### [Instructions for the task]
Match on the string "must" in the entries below and return every matching line.

### [Dataset extract]
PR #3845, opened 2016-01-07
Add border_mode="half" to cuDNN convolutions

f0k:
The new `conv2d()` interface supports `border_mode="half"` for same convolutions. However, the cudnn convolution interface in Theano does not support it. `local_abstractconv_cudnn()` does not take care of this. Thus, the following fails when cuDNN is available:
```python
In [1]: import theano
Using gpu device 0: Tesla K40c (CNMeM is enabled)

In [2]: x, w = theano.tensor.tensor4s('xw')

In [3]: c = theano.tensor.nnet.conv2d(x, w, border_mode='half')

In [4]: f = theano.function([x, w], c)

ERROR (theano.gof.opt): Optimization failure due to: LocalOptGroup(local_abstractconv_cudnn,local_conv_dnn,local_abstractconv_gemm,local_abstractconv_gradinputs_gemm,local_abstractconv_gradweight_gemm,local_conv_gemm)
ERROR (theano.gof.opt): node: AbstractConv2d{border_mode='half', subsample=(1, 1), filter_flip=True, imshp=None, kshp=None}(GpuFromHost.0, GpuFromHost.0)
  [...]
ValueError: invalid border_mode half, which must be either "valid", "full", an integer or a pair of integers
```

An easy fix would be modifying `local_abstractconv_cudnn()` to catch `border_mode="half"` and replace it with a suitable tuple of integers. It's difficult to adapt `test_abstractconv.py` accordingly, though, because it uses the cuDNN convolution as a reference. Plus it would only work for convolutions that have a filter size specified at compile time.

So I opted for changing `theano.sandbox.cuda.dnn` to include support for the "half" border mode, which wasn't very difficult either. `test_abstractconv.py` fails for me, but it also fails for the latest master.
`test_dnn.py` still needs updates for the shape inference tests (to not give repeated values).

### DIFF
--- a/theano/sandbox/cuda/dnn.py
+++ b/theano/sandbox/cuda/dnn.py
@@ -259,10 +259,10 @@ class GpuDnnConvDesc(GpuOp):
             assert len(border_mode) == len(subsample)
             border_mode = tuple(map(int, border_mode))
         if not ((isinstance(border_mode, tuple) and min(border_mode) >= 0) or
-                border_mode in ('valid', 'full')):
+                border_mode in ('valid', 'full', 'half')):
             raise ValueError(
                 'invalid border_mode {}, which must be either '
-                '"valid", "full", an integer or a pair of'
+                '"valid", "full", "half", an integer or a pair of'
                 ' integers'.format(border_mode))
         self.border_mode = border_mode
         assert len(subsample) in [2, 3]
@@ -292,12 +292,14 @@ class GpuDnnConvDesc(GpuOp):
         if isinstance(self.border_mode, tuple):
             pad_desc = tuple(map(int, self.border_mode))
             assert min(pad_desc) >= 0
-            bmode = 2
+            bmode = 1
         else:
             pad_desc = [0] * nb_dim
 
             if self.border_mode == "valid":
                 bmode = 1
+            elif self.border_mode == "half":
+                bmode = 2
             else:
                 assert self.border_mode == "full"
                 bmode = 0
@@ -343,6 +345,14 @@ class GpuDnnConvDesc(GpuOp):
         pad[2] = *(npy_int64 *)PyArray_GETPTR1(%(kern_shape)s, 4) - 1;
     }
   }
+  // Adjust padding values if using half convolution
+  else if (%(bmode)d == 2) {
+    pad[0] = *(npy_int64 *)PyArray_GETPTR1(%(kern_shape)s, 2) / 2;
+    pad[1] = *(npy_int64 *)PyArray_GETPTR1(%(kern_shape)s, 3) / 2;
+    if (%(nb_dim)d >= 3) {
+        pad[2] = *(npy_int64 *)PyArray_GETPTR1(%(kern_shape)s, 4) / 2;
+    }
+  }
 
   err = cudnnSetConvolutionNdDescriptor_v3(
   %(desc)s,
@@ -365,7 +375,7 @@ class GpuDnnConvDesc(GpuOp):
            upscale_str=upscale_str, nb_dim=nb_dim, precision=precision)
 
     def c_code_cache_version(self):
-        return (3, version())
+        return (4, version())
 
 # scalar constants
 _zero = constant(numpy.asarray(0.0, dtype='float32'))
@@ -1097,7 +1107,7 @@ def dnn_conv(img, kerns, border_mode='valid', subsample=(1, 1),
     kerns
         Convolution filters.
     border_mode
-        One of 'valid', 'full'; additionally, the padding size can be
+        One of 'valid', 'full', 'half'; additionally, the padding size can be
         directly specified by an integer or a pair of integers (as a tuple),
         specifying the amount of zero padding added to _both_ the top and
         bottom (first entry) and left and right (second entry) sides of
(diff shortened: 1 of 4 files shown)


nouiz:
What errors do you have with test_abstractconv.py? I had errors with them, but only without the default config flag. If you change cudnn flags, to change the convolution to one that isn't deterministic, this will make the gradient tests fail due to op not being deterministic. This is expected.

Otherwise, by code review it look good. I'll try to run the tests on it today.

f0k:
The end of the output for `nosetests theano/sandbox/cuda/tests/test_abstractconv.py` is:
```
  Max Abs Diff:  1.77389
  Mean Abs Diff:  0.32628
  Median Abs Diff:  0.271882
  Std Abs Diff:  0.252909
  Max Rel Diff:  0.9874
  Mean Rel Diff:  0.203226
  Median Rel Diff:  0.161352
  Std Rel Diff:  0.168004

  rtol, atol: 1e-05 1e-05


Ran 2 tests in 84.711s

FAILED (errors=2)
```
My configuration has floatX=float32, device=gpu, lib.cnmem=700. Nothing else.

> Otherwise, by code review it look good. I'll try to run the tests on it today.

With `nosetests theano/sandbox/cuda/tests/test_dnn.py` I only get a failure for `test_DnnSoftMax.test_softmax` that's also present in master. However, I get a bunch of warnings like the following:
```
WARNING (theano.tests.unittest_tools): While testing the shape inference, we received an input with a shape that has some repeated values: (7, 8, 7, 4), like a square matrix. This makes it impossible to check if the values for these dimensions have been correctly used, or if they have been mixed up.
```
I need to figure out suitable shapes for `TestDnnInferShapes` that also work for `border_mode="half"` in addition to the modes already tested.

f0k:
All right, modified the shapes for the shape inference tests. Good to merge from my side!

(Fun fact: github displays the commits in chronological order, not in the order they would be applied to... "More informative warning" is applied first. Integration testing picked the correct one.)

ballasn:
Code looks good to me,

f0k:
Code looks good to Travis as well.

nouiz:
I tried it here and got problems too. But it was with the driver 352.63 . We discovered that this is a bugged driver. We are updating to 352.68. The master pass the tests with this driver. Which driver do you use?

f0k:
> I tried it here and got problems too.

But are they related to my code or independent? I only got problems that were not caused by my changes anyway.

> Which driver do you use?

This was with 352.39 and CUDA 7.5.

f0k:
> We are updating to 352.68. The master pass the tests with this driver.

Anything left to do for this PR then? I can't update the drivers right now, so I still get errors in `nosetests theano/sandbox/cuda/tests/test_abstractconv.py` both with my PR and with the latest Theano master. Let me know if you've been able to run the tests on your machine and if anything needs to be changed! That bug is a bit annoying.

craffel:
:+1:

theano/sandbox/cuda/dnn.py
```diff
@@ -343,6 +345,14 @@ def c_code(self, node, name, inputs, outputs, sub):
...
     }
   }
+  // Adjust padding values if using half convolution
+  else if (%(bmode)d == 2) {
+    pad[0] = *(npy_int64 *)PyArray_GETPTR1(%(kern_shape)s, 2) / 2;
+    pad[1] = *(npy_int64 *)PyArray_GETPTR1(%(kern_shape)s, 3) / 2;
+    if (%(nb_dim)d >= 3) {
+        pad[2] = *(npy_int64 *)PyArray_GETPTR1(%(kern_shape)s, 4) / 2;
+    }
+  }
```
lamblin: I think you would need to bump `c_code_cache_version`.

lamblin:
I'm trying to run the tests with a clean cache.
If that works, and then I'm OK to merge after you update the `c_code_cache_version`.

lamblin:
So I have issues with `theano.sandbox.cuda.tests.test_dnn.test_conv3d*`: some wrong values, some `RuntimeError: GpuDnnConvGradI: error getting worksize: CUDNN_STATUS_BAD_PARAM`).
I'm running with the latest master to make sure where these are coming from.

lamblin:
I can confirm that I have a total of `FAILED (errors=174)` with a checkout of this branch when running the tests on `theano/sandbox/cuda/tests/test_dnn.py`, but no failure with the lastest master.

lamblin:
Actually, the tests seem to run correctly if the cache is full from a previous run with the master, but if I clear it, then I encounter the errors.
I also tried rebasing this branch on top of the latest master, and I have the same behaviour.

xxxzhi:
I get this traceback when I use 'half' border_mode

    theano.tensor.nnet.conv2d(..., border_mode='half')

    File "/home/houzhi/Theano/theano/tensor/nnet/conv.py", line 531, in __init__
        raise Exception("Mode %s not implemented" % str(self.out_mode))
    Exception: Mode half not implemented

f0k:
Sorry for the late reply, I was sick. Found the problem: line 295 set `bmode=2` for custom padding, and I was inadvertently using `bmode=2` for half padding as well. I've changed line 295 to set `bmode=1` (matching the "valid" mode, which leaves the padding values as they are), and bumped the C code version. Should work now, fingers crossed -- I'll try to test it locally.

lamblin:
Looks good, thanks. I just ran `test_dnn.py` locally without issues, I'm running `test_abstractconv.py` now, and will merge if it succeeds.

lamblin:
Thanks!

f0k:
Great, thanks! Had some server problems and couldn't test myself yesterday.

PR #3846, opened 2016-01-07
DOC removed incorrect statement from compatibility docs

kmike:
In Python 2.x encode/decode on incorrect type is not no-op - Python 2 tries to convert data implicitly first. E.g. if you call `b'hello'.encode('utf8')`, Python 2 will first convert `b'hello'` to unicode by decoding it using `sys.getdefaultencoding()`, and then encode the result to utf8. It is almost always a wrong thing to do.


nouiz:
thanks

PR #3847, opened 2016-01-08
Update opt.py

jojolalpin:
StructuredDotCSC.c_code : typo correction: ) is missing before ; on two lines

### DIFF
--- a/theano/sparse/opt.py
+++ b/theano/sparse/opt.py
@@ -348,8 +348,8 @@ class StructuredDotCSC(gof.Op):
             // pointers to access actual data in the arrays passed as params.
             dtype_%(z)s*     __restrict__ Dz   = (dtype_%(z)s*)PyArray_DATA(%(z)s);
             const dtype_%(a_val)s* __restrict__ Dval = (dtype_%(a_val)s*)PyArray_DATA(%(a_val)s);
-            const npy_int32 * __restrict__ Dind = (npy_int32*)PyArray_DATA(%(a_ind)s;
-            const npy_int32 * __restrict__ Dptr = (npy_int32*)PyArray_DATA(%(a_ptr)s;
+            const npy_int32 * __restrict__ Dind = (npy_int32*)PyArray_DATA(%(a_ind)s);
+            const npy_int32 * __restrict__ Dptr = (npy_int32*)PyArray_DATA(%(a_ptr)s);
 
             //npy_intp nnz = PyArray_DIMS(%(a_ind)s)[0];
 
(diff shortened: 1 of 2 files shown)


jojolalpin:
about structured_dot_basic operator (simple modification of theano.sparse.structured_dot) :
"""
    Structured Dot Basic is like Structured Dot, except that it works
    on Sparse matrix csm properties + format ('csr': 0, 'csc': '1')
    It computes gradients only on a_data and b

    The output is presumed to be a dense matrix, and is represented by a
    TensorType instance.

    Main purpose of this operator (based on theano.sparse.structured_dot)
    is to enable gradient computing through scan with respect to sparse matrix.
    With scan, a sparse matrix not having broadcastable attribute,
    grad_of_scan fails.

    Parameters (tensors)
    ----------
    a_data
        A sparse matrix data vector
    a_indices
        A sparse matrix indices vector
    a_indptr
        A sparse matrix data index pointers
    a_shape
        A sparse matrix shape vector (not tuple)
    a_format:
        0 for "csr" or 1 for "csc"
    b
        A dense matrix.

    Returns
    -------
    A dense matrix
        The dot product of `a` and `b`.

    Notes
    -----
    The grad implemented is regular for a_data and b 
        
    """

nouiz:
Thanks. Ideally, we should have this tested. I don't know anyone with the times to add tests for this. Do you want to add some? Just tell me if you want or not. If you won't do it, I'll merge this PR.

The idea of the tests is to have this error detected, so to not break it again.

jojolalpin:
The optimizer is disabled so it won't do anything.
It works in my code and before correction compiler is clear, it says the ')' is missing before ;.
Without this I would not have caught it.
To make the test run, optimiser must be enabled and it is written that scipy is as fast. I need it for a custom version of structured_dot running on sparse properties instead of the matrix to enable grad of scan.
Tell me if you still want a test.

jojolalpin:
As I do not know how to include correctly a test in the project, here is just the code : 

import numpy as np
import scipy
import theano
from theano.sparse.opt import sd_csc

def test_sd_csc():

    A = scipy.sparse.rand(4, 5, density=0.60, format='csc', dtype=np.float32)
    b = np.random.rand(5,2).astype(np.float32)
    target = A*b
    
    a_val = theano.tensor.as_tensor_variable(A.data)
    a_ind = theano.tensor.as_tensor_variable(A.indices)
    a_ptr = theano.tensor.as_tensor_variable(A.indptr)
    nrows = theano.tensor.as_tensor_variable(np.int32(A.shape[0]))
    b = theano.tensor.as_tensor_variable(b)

### [Solution to this exercise]
ValueError: invalid border_mode half, which must be either "valid", "full", an integer or a pair of integers
                 'invalid border_mode {}, which must be either '
To make the test run, optimiser must be enabled and it is written that scipy is as fast. I need it for a custom version of structured_dot running on sparse properties instead of the matrix to enable grad of scan.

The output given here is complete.